Trustee Sommers' allegations are serious, and his uncontradicted testimony at the hearing on the Compromise is even more serious. Each allegation, if proven, would independently justify revocation of Roqumore's discharge under § 727(d). Trustee Sommers' complaint raises ten separate allegations. There probably are circumstances in which it would be appropriate to compromise allegations that a discharge should be revoked. But this is not a case in which the trustee contends that the allegations supporting revocation would be hard to prove, and it is not even a situation in which the debtor must perform under the compromise in order to get the benefit of dismissal of the adversary proceeding seeking to revoke the discharge. Although Trustee Sommers is better positioned than Trustee West, (because Trustee Sommers has the benefit of partial collateral supplied by Roqumore's mother) nevertheless, it remains true that Roqumore herself need not perform any part of the Compromise to obtain dismissal of the discharge revocation adversary. A compromise that allows this result is inconsistent with the basic purposes and public policies embodied by the Bankruptcy Code. "The principal purpose of the Bankruptcy Code is to grant a `fresh start' to the ` honest but unfortunate debtor.'" Marrama v. Citizens Bank of Mass, 127 S.Ct. 1105, 1107 (2007) (emphasis added).
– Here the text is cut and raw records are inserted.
PR #602, opened 2019-11-20
Support for EKS Managed Node Groups

wmorgan6796:
# PR o'clock

## Description
This adds support for the newly announced AWS EKS Managed Node Groups. Though the allowed config options are pretty limited, this adds initial support.

### Checklist

- [x ] Change added to CHANGELOG.md. All changes must be added and breaking changes and highlighted
- [ x] CI tests are passing
- [x ] README.md has been updated after any changes to variables and outputs. See https://github.com/terraform-aws-modules/terraform-aws-eks/#doc-generation


wbertelsen:
I tried this out, im not sure its compatible with `manage_worker_iam_resources: true`
Getting
```
Error: error creating EKS Node Group (redacted:redacted): InvalidParameterException: The provided nodeRole is invalid.
	status code: 400, request id:xx
```

wmorgan6796:
> `manage_worker_iam_resources`

This is due to the fact that Managed Node Groups will not work without using a role that has certain policies attached. The policies that need to be attached can be seen here: [EKS Node IAM Role](https://docs.aws.amazon.com/eks/latest/userguide/worker_node_IAM_role.html). I can add a change to make it so that the role will be made correctly.

wmorgan6796:
@max-rocket-internet I have added the example and fixed a bug that @wbertelsen found as well.

pierresteiner:
We are also really looking forward to this PR, awesome work.

I saw nothing in the changes regarding the aws auth config map. I didn't play much with the product, but I was expecting some simplification in that regard, as the master knows about the worker.

wmorgan6796:
@pierresteiner the aws auth configmap isn't for the workers, its for delegating access to the cluster for IAM roles. Managed Node Groups don't simplify that.

lcycon:
Looks like there is an issue with the `remote_access` attribute. By my read of things, it appears that a `remote_access` block with empty `key_name` and security group ID list is rewritten to a null remote access block by the AWS API. Because of this, Terraform believes it must recreate the workers on every apply.

One work around is to delete the `remote_access` block entirely if it is unused.

wmorgan6796:
I’m unsure if it’s possible to completely remove a block if unused. Maybe it would be a good case to note this in the docs? This seems like more of a bug either on the AWS provider or the AWS API. Any suggested edits would be welcome

lcycon:
I agree this seems like a bug with the provider.

I think one potential workaround for the module is to declare two versions of each worker group (one with the remote access and one that omits it entirely). You may then be able to conditionally choose one over the other (via count trickery) depending on whether a key name is set.

pierresteiner:
> @pierresteiner the aws auth configmap isn't for the workers, its for delegating access to the cluster for IAM roles. Managed Node Groups don't simplify that.

It is actually both, prior to managed node it was necessary to also grant permission to workers role so that they could join the cluster. I don't know if it  is still needed (https://docs.aws.amazon.com/eks/latest/userguide/add-user-role.html) though

wmorgan6796:
> It is actually both, prior to managed node it was necessary to also grant permission to workers role so that they could join the cluster. I don't know if it is still needed (https://docs.aws.amazon.com/eks/latest/userguide/add-user-role.html) though

Hmm,  I wasn't aware of that. I'm hesitant to change too many things as I'm not familiar with the true inner workings of some parts of this module.

wmorgan6796:
> I agree this seems like a bug with the provider.
> 
> I think one potential workaround for the module is to declare two versions of each worker group (one with the remote access and one that omits it entirely). You may then be able to conditionally choose one over the other (via count trickery) depending on whether a key name is set.

I think I mitigated this issue with my latest commit. I just made it so that if the ssh key isn't set, then automatically make the `source_security_group_ids` an empty list, regardless of what the user puts there.

splieth:
Shouldn't the worker group also have a `create_before_destroy = true` on it? I guess right now all nodes would be destroyed before new ones would be created.

wmorgan6796:
@splieth terraform throws an error if I add create_before_destroy to the resource. I don't want to make any changes to any of the other worker groups as it would be outside the scope of this PR.

@max-rocket-internet What else needs to be done to get this merged?

wbertelsen:
Just tried again from `wmorgan6796:master`

Still seeing replacement forced on my worker groups due to `remote_access` / `remote_access_security_group_ids = []` getting turned into `""` by aws.

```
      ~ resources       = [
          - {
              - autoscaling_groups              = [
                  - {
                      - name = "eks-REDACTED"
                    },
                ]
              - remote_access_security_group_id = ""
            },
        ] -> (known after apply)
      ~ status          = "ACTIVE" -> (known after apply)
```

When making

splieth:
@wmorgan6796 I just tested it myself with adding 

```
lifecycle {
    create_before_destroy = true
}
```

to the resource (`aws_eks_node_group`) locally. Worked for me without any errors from terraform.

Personally I'm fine with opening a pull request for that. But actually I don't get why it is out of the scope of this PR.

For example if I would  alter the scaling configuration after the first deployment, this would lead the deletion of the current autoscaling group and a recreation of it afterwards with the current implementation of the module. For large clusters, this would mean a significant downtime.

On the other hand, having set the lifecycle policy the new autoscaling group would be created beforehand and the old nodes drained and terminated afterwards. For me this is the major advantage of using managed nodes and also what I would expect when using this module.

wmorgan6796:
I was mistaken about how to add it. I’ll add it to the PR.

wbertelsen:
Sorry to report so many issues with this much appreciated PR but just a note: to make `create_before_destroy` work you need to use dynamically generated  nodegroup names or AWS will complain
```
Error: error creating EKS Node Group (cluster-name:cluster-name-group-name): ResourceInUseException: NodeGroup already exists with name cluster-name-group-name)and cluster name cluster-name
	status code: 409, request id: xxx
```

wbertelsen:
terraform apply

wmorgan6796:
I believe that I've fixed the issue now

variables.tf
```diff
@@ -293,3 +293,9 @@ variable "attach_worker_cni_policy" {
   type        = bool
   default     = true
 }
+
+variable "worker_group_managed_node_groups" {
+  description = "A list of maps defining worker group configurations to be defined using AWS EKS Managed Node Groups. See workers_group_defaults for valid keys."
+  type        = any
```
eytanhanig: The type should probably be either [list(any)](https://www.terraform.io/docs/configuration/types.html#list-) or, better yet, [list(object({for_examples = follow_this_link}))](https://www.terraform.io/docs/configuration/variables.html#declaring-an-input-variable).

workers_node_groups.tf
```diff
@@ -0,0 +1,176 @@
...
+}
+
+resource "aws_iam_role_policy_attachment" "managed_node_groups_AmazonEC2ContainerRegistryReadOnly" {
+  count      = local.worker_group_managed_node_group_count > 0 ? 1 : 0
+  policy_arn = "arn:aws:iam::aws:policy/AmazonEC2ContainerRegistryReadOnly"
+  role       = aws_iam_role.managed_node_groups[0].name
+}
+
+resource "aws_iam_role_policy_attachment" "managed_node_groups_additional_policies" {
+  count      = local.worker_group_managed_node_group_count > 0 ? length(var.workers_additional_policies) : 0
```
eytanhanig: This would be a really good place to use `for_each` instead of `count` so that reordering or removing a policy doesn't cause it to re-attach every single one. You can [find more info here](https://www.terraform.io/docs/configuration/resources.html#using-sets).

It would probably end up looking something like this:
```hcl
resource "aws_iam_role_policy_attachment" "managed_node_groups_additional_policies" {
  for_each = toset(var.workers_additional_policies)
  
  role       = aws_iam_role.managed_node_groups[0].name
  policy_arn = each.key
}
```

I suspect you can replace almost every instance of `count` with something like this, however it's less important for cases when at most there where be one entity.

variables.tf
wmorgan6796: I would make it list(any) but none of the other 2 config lists (`worker_groups` or `worker_groups_launch_template`) are listed that way. I usually think that its better for the code to fit in vs. be more technically correct. That way its a cohesive whole

workers_node_groups.tf
```diff
@@ -0,0 +1,176 @@
...
+resource "aws_iam_policy" "managed_node_groups_autoscaling" {
+  count       = var.manage_worker_autoscaling_policy && local.worker_group_managed_node_group_count > 0 ? 1 : 0
+  name_prefix = "eks-worker-autoscaling-${aws_eks_cluster.this.name}"
+  description = "EKS worker node autoscaling policy for cluster ${aws_eks_cluster.this.name}"
+  policy      = data.aws_iam_policy_document.worker_autoscaling.json
+  path        = var.iam_path
+}
+
+resource "random_pet" "managed_node_groups" {
+  count = local.worker_group_managed_node_group_count
```
eytanhanig: Every occurrence of `count = local.worker_group_managed_node_group_count` is strong candidate for switching to `for_each = toset(var.workers_additional_policies)`.

variables.tf
wmorgan6796: If I am going to change that, I should change the other 2 as well. Would that fall under this PR or be a different one?

workers_node_groups.tf
wmorgan6796: Can I replace that look up though? I would still need to provide a default value

examples/managed_node_groups/main.tf
```diff
@@ -0,0 +1,104 @@
+terraform {
+  required_version = ">= 0.12.0"
```
eytanhanig: This should match what's in the versions.tf file (which actually should have been bumped to `>= 0.12.6` when the module started using `for_each` in `workers.tf` and `workers_launch_template.tf`).

workers_node_groups.tf
wmorgan6796: This is much simpler. I will make this change though it will differentiate the code of the managed node groups from the rest of the worker groups in terms of code

examples/managed_node_groups/main.tf
wmorgan6796: done

workers_node_groups.tf
eytanhanig: Good point. Given that [node_group_name](https://www.terraform.io/docs/providers/aws/r/eks_node_group.html) is a required argument for the eks_node_group resource it seems reasonable to ask that module users specify it along with things like the max size.

variables.tf
eytanhanig: Do a separate commit. Altering the existing resources will be a breaking change for users and therefore require a major version increment, whereas introducing it here is 100% safe given that it's brand new functionality.

workers_node_groups.tf
wmorgan6796:
```
The given "for_each" argument value is unsuitable: "for_each" supports maps
and sets of strings, but you have provided a set containing type object.
```
Can't use for each on the random_pets

variables.tf
wmorgan6796: I resolved this for managed worker groups but didn't touch this for any others

wmorgan6796:
@eytanhanig @max-rocket-internet I updated the minimum versions of Terraform so that we can make use of the for_each blocks for resources. But the linting job for the Github CI only has terraform 0.12.2. Should that be updated or should I revert that change?

eytanhanig:
> @eytanhanig @max-rocket-internet I updated the minimum versions of Terraform so that we can make use of the for_each blocks for resources. But the linting job for the Github CI only has terraform 0.12.2. Should that be updated or should I revert that change?

It appears that you'll need to update the image used in lint.yml.

workers_node_groups.tf
eytanhanig: Node groups must have unique names, therefore you can use those as an index. Try creating a local variable that maps the name to the dictionary and instead reference that everywhere:

```hcl
locals {
  node_groups = { for obj in toset(var.worker_group_managed_node_groups) : obj.name => obj }
}
```

max-rocket-internet:
> I updated the minimum versions of Terraform so that we can make use of the for_each blocks for resources. But the linting job for the Github CI only has terraform 0.12.2. Should that be updated or should I revert that change?

Yes please also update that: https://github.com/terraform-aws-modules/terraform-aws-eks/blob/master/.github/workflows/lint.yml#L59

variables.tf
dpiddockcmp: Hi. This really should *not* be `list(any)`. `any` is a stupid name for what this type does. It really means "any of the same type" and Terraform will try to convert items to the same type. With `list(any)` it will try to convert to a single type, usually `string` if one is present. Or throw errors when incompatible types are used, say only booleans and numbers. This list can contain incompatible mixed types like sublists and numbers. When used as a bareword like originally, terraform will convert to an Object using the types given. 

`list(object())` is even worse. When you specify an `object` the caller has to exactly match the keys listed. It would be a massive pain for all users of this module.

`type = any` is the only correct answer here.

eytanhanig: I stand corrected. `type = any` it is then.

workers_node_groups.tf
wmorgan6796: @eytanhanig I can't seem to fix this error when using for_each:
```
Error: Invalid function argument

  on ../../node_groups.tf line 88, in resource "aws_eks_node_group" "workers":
  87: 
  88:       [
  89: 
  90: 
  91: 
  92: 
  93: 
    |----------------
    | count.index is 0
    | random_pet.node_groups is object with 1 attribute "example"
    | var.node_groups is tuple with 1 element

Invalid value for "list" parameter: element 2: string required.
```
Can you take a look at it and see what you can find?

eytanhanig: Because you're switching from count to for_each, `var.node_groups[count.index]` becomes `each.value`.

If we require that each node_group have a unique name then you can ditch the use of `random_pet`, resulting in this block simplifying even further:

```hcl
resource "aws_eks_node_group" "workers" {
  for_each = local.node_groups

  cluster_name    = var.cluster_name
  node_group_name = join("-", [var.cluster_name, each.key])
  node_role_arn   = lookup(each.value, "iam_role_arn", aws_iam_role.node_groups[0].arn)
  subnet_ids      = lookup(each.value, "subnets", local.workers_group_defaults["subnets"])

  scaling_config {
    desired_size = lookup(each.value, "node_group_desired_capacity", local.workers_group_defaults["asg_desired_capacity"])
    max_size     = lookup(each.value, "node_group_max_capacity", local.workers_group_defaults["asg_max_size"])
    min_size     = lookup(each.value, "node_group_min_capacity", local.workers_group_defaults["asg_min_size"])
  }

  disk_size       = lookup(each.value, "root_volume_size", null)
  instance_types  = [lookup(each.value, "instance_type", null)]
  labels          = lookup(each.value, "node_group_k8s_labels", null)
  release_version = lookup(each.value, "ami_release_version", null)

  remote_access {
    ec2_ssh_key               = lookup(each.value, "key_name", "") != "" ? each.value["key_name"] : null
    source_security_group_ids = lookup(each.value, "key_name", "") != "" ? lookup(
      each.value,
      "source_security_group_ids",
      []
    ) : null
  }

  tags = lookup(each.value, "node_group_additional_tags", null)

  lifecycle {
    create_before_destroy = true
  }
}
```

eytanhanig:
I believe that I've found a bug in the AWS provider resource `aws_eks_node_group`: Idempotency is broken - and therefore subsequent applies attempt to create & destroy the node group - when `remote_access` is used in the following way:
- `remote_access {}`
- `remote_access {}` with `ec2_ssh_key = ""`
- `remote_access {}` with `ec2_ssh_key = null`

It **does become idempotent** when used with a **valid** SSH key. I've not tested it with permutations of the `source_security_group_ids` argument.

To account for this I believe that that we are limited to the following options:
- Completely remove the `remote_access` configuration block.
- Require the inclusion of a valid SSH key.
- Wait for a fix to become available before merging this PR.

node_groups.tf
```diff
@@ -92,7 +88,7 @@ resource "aws_eks_node_group" "workers" {
       [
         aws_eks_cluster.this.name,
         lookup(var.node_groups[count.index], "name", count.index),
-        random_pet.node_groups[count.index].id
+        random_pet.node_groups[lookup(var.node_groups[count.index], "name", count.index)]
```
saviogrossi: Hello, I'm getting this error:
```
Error: Invalid function argument

  on .terraform/modules/eks/node_groups.tf line 88, in resource "aws_eks_node_group" "workers":
  87: 
  88:       [
  89: 
  90: 
  91: 
  92: 
  93: 
    |----------------
    | aws_eks_cluster.this.name is "toro-dev2"
    | count.index is 0
    | random_pet.node_groups is object with 1 attribute "standard"
    | var.node_groups is tuple with 1 element

Invalid value for "list" parameter: element 2: string required.
```

looks like `.id` is missing here:
```
random_pet.node_groups[lookup(var.node_groups[count.index], "name", count.index)].id
```
tks!

eytanhanig: resource "random_pet" "node_groups" {
  for_each = local.node_groups

  separator = "-"
  length    = 2

  keepers = {
    instance_type = lookup(each.value, "instance_type", local.workers_group_defaults["instance_type"])

    ec2_ssh_key = lookup(each.value, "key_name", local.workers_group_defaults["key_name"])

    source_security_group_ids = join("-", compact(
      lookup(each.value, "source_security_group_ids", local.workers_group_defaults["source_security_group_id"]
    )))

    node_group_name = join("-", [var.cluster_name, each.value["name"]])
  }
}

resource "aws_eks_node_group" "workers" {
  for_each = local.node_groups

  node_group_name = join("-", [var.cluster_name, each.key, random_pet.node_groups[each.key].id])

  cluster_name    = var.cluster_name
  node_role_arn   = lookup(each.value, "iam_role_arn", aws_iam_role.node_groups[0].arn)
  subnet_ids      = lookup(each.value, "subnets", local.workers_group_defaults["subnets"])

  scaling_config {
    desired_size = lookup(each.value, "node_group_desired_capacity", local.workers_group_defaults["asg_desired_capacity"])
    max_size     = lookup(each.value, "node_group_max_capacity", local.workers_group_defaults["asg_max_size"])
    min_size     = lookup(each.value, "node_group_min_capacity", local.workers_group_defaults["asg_min_size"])
  }

  disk_size       = lookup(each.value, "root_volume_size", null)
  instance_types  = [lookup(each.value, "instance_type", null)]
  labels          = lookup(each.value, "node_group_k8s_labels", null)
  release_version = lookup(each.value, "ami_release_version", null)

  # This sometimes breaks idempotency as described in https://github.com/terraform-providers/terraform-provider-aws/issues/11063
  remote_access {
    ec2_ssh_key               = lookup(each.value, "key_name", "") != "" ? each.value["key_name"] : null
    source_security_group_ids = lookup(each.value, "key_name", "") != "" ? lookup(each.value, "source_security_group_ids", []) : null
  }

  version = aws_eks_cluster.this.version

  tags = lookup(each.value, "node_group_additional_tags", null)

  lifecycle {
    create_before_destroy = true
  }
}

wmorgan6796: @eytanhanig I added the changes you suggested and the terraform plan seems to work.

wmorgan6796:
whats the status of this?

Based on the seriousness of Trustee Sommers' allegations, a trustee's right to be given honest answers and accurate documents, creditors' right to receive payment on legitimate debts, the integrity of this Court, and the principal purposes and policies of the Bankruptcy Code, the Court finds that the proposed Compromise is not fair, equitable, or in the best interest of the Roqumore estate.
Conclusion
For the reasons set forth above, the Court denies approval of the proposed Compromise.